__WORK REQUIRED__: This exercise asks for an exact transcription of every entry.

__STUDY MATERIAL__:
BEGIN

PR #1069, opened 2018-11-23
Improve TransactionContext ergonomics

alekseysidorov:
Add some useful methods to the TransactionContext

### DIFF
--- a/services/time/src/transactions.rs
+++ b/services/time/src/transactions.rs
@@ -21,7 +21,7 @@ use exonum::{
     blockchain::{ExecutionError, ExecutionResult, Schema, Transaction, TransactionContext},
     crypto::{PublicKey, SecretKey},
     messages::{Message, RawTransaction, Signed},
-    storage::{Fork, Snapshot},
+    storage::Fork,
 };
 
 use super::SERVICE_ID;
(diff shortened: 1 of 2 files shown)


services/time/src/transactions.rs
```diff
@@ -136,11 +122,13 @@ impl TxTime {
 
 impl Transaction for TxTime {
     fn execute(&self, mut context: TransactionContext) -> ExecutionResult {
+        // Checks that transaction was signed by the validator.
+        context.validator_id().ok_or_else(|| Error::UnknownSender)?;
```
ilammy: This line reads very strange. The comment says we verify that _the transaction_ has been signed by a validator, but the code _does not touch_ `self` which contains the transaction. It only uses the execution context. Yeah, after a while I realize that the execution context actually keeps the authorship information about the transaction, but the line still reads strange.

Anyhow, why do we perform this check only in timestamping service? Shouldn't other services have the same behavior? If so then why not make this check before calling `Transation::execute()` in the core?

alekseysidorov: This check needs only for oracles like `exonum-time` or `exonum-btc-anchoring`, where transactions generates only by the validators.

END

__EXERCISE ANSWER__:
PR #1069, opened 2018-11-23
Improve TransactionContext ergonomics

alekseysidorov:
Add some useful methods to the TransactionContext

### DIFF
--- a/services/time/src/transactions.rs
+++ b/services/time/src/transactions.rs
@@ -21,7 +21,7 @@ use exonum::{
     blockchain::{ExecutionError, ExecutionResult, Schema, Transaction, TransactionContext},
     crypto::{PublicKey, SecretKey},
     messages::{Message, RawTransaction, Signed},
-    storage::{Fork, Snapshot},
+    storage::Fork,
 };
 
 use super::SERVICE_ID;
(diff shortened: 1 of 2 files shown)


services/time/src/transactions.rs
```diff
@@ -136,11 +122,13 @@ impl TxTime {
 
 impl Transaction for TxTime {
     fn execute(&self, mut context: TransactionContext) -> ExecutionResult {
+        // Checks that transaction was signed by the validator.
+        context.validator_id().ok_or_else(|| Error::UnknownSender)?;
```
ilammy: This line reads very strange. The comment says we verify that _the transaction_ has been signed by a validator, but the code _does not touch_ `self` which contains the transaction. It only uses the execution context. Yeah, after a while I realize that the execution context actually keeps the authorship information about the transaction, but the line still reads strange.

Anyhow, why do we perform this check only in timestamping service? Shouldn't other services have the same behavior? If so then why not make this check before calling `Transation::execute()` in the core?

alekseysidorov: This check needs only for oracles like `exonum-time` or `exonum-btc-anchoring`, where transactions generates only by the validators.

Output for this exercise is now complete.